Remittances seen up 5%

The growth in money sent home by migrant workers may be sustained through 2014 despite coming from a higher base as global economic conditions improve, leading to an increase in demand for skilled Filipino labor.

The Bangko Sentral ng Pilipinas (BSP) likewise said that the official projection for this year would likely be breached as overseas Filipino workers (OFW) with relatives in storm-ravaged areas send in more cash to pay for reconstruction.

“It actually looks like we will exceed the projection of 5 percent growth,” BSP Governor Amando M. Tetangco Jr. said late last week.

Year-to-date cash remittances at the end of September totaled $16.48 billion, 5.8 percent higher from that of last year, data from the BSP showed.
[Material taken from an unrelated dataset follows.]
PR #8002, opened 2024-07-22
docs: revise for new --source=. default

vito:
follow-up to #7824 

Went for minimal changes here to maintain correctness. I _think_ each of these makes sense in context but could use a double check.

“The reports we get indicate that there’s been an increase. It’s not easy to segregate [what] is due to the disaster and how much is due to seasonal factors,” Tetangco said, citing a trend of higher remittances in the fourth quarter of the year.

He likewise noted that, in the past, remittances have usually grown above what would be considered normal rates in the months following any major disaster. This was seen following Tropical Storm Ondoy and Typhoon Pepeng in 2008, which caused massive flooding in Metro Manila and Northern Luzon, respectively.

After growing at an average of 5 to 6 percent for most of the year, the increase in remittances surged to about 11 percent a month following the two weather disturbances, Tetangco said.

The same would likely be seen in November and December as OFWs send more money than usual to their families to finance the rebuilding of destroyed homes.

He said the BSP would also stick to the 5-percent forecast for 2014, citing the improvement of economic conditions in countries where OFWs are based.

Tetangco said the growth in remittances over the years has also been driven by improvements in the ability of local banks to make it more convenient for OFWs to send cash home.

Remittances from the country’s stock of eight to 10 million OFWs are considered the main fuel for domestic consumption—the Philippines’ main economic growth engine.

Consumer spending currently makes up 70 percent of the country’s gross domestic product (GDP), which grew by 7 percent in the third quarter of 2013.

Money transfers from OFWs are also the country’s main source of foreign exchange, contributing to a structural surplus in the Philippines’ dollar income that shields the economy from external shocks.